A ignorância é a doença que mais mata
Acreditar com muita força para que a doença se vá embora é como ir discutir com um vulcão. A natureza será sempre superior à espécie humana, e não há nenhuma alternativa ao contorno colectivo e civilizado do obstáculo que nos foi imposto.
A coisa que mais me chocou na minha primeira missão humanitária foi a ignorância. A minha ignorância sobre o mundo real e o poder assassino da ignorância quando instrumentalizada pelo colectivo. Há 11 anos, numa aldeia no norte de Moçambique três voluntários da Cruz Vermelha Moçambicana, foram brutalmente linchados pela população em fúria. Estes voluntários faziam parte de uma campanha de saúde pública pela qualidade da água para consumo e por isso distribuíam pastilhas de cloro, juntamente com a formação adequada, no sentido de combater as gastroenterites, responsáveis por milhões de mortes no continente africano, nomeadamente nas crianças pequenas. Criou-se uma corrente de pensamento por geração espontânea, que acreditava que os voluntários da Cruz Vermelha distribuíam “cólera”, pela semelhança linguística, e não “cloro”, e foi uma matança.
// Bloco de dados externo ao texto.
PR #1765, opened 2016-12-07
[1759] Executing a query should overwrite an existing file in MarkLogic

### LINKED ISSUE #1759: Executing a query to an existing file should overwrite contents
Currently, if the results destination for a query already exists an error is raised, instead the results should replace the existing file.

This behavior isn't specified anywhere (will be remedied as part of this fix), but is the current behavior for the legacy MongoDB connector.

wemrysi:
This doesn't seem to ever have been specified, so I've added a test to `QueryFilesSpec` that does so, essentially codifying the existing MongoDB connector behavior.

SlamData currently expects this behavior (for the cache card, which is how I discovered it), so if we want to change it we should probably do so in a breaking release.

Fixes #1759.

### DIFF
--- a/CHANGELOG/revision.md
+++ b/CHANGELOG/revision.md
@@ -1,0 +1,1 @@
+[1759] Executing a query should overwrite an existing file in MarkLogic
--- a/README.md
+++ b/README.md
@@ -341,7 +341,7 @@ For compressed output use `Accept-Encoding: gzip`.
 
 Executes a SQL² query, contained in the request body, on the backend responsible for the request path.
 
-The `Destination` header must specify the *output path*, where the results of the query will become available if this API successfully completes.
+The `Destination` header must specify the *output path*, where the results of the query will become available if this API successfully completes. If the output path already exists, it will be overwritten with the query results.
 
 All paths referenced in the query, as well as the output path, are interpreted as relative to the request path, unless they begin with `/`.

Mataram as pessoas que estavam gratuitamente a salvar a vida às suas crianças, por pura ignorância.
O ano passado vivi de perto com estupefacção, na República Democrática do Congo que estava a contas com a segunda maior epidemia de ébola da história, quando um grupo de rebeldes atacou um hospital dos Médicos Sem Fronteiras, alimentados por rumores e desinformação, matando profissionais de saúde, para “libertar” os doentes, propagando o contágio deste vírus que mata até 90% das pessoas que infecta.
São exemplos gritantes, extremos e horrendos que eu sempre tentei compreender à escala da “vontade de acreditar”, mas que eu sempre pensei estar solidificada na iliteracia de quem nunca foi à escola e cujas mentes são moldadas como plasticina, e como tal, qualquer teoria da conspiração tem o poder de se transformar numa brilhante ideia.
O que eu nunca esperei foi ver o mesmo fenómeno a prosperar por pessoas que sabem ler e escrever, e que estão apaixonadas pelos raríssimos (estatisticamente são quase 0%) médicos que são negacionistas, relativistas e conspirativos, e que confundem e baralham verdades e mentiras a seu gosto, à medida que se distanciam da sensatez e da sabedoria.
Eu não vou pôr nomes, porque não quero nem dar publicidade, nem fomentar a agressividade que nos cega a inteligência e a empatia. Mas reitero com a minha força toda, que negar a existência ou a gravidade da pandemia, que negar a eficácia da utilização das máscaras, do distanciamento e da lavagem das mãos, que não compreender que perder o controlo da pandemia é perder o controlo de toda a saúde em Portugal e que eventualmente nos vai levar a um novo longo confinamento, e como tal vão ser co-responsáveis (juntamente com o vírus) pelo colapso do país, e como tal são criminosos que deveriam responder perante a lei, pelas mortes alimentadas pela sua ignorância.
Não usam máscaras e queixam-se das regras que a todos nos defendem. Não querem confinamento, mas contribuem para a propagação do vírus. Querem ver a economia a rolar, mas recusam tudo que nos permitiria fazer deste desafio um mal menor. Querem tudo e o seu contrário. Querem acreditar que a doença não existe.
Acreditar com muita força para que a doença se vá embora é como ir discutir com um vulcão. A natureza será sempre superior à espécie humana, e não há nenhuma alternativa ao contorno colectivo e civilizado do obstáculo que nos foi imposto.
Ignorância sobre a doença é a única coisa que vai matar mais que a própria doença.